A. Schematic of ATAC-seq analysis performed on sorted CD39⁺TIM3⁺ and CD39⁻TIM3-cells. B. Heatmap describing averaged scaled expression values of differentially expressed transcription factors for sorted CD39⁺TIM3⁺ and CD39⁻TIM3⁻ cells. C. Heatmap describing patient specific (n=5) differentially accessible regions (FDR<0.01) in CD39⁺TIM3⁺ and CD39⁻TIM3⁻ sorted populations. D. ATAC-seq traces for open chromatin regions near selected genes in CD39⁺TIM3⁺ (orange) and CD39⁻TIM3⁻ (blue) cells. E. Graph depicting enrichment of TF motifs based on open chromatin specific to CD39⁻TIM3⁻ (blue) vs. CD39⁺TIM3⁺ (orange) cells (x-axis), and differential expression of TFs (y-axis). F. Left, enhancer binding sites for BATF and TCF7 near the listed genes. Significant genes, red; non-significant, white. The same genes are also differentially expressed between CD39⁺TIM3⁺ cells and CD39⁻TIM3⁻ cells. Right, the number of genes that are differentially expressed with a corresponding differential peak containing BATF or TCF7 is shown.

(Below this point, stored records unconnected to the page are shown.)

PR #5140, opened 2020-09-26
[proof-new] Adds a proof manager for the SAT solver

HanielB:
Tracks the refutation proof built by Minisat. See the header for extensive explanations.

This commit also adds a few dependencies for the SAT proof manager to work (making it a friend of the SAT solver, getting the cnf stream from theory proxy, having lazy cdproof chain give all the links).


src/prop/sat_proof_manager.h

Figure 7.. TCR analysis and its relationship with cell state and clinical outcome.

A. Schematic illustration of the TCR analysis pipeline. B, E, H, K. tSNE plot delineating 6 CD8⁺ T cell clusters and persistent (B), enriched (E), singlet (H) and common (K) TCRs. Bar plot summarizes fraction of TCRs per patient across the different clusters between responder (R) and non-responder (NR) lesions. C, F, I, L. Fraction of persistent (C), enriched (F), singlet (I) and common (L) TCRs per patient, aggregated for CD8_1,2,3 and CD8_4,5,6 clusters for R and NR lesions. D, G, J, M. Fraction of persistent (D), enriched (G), singlet (J) and common (M) TCRs in each cluster, out of total persistent, enriched, singlet and common TCRs. Data are represented as mean±SEM.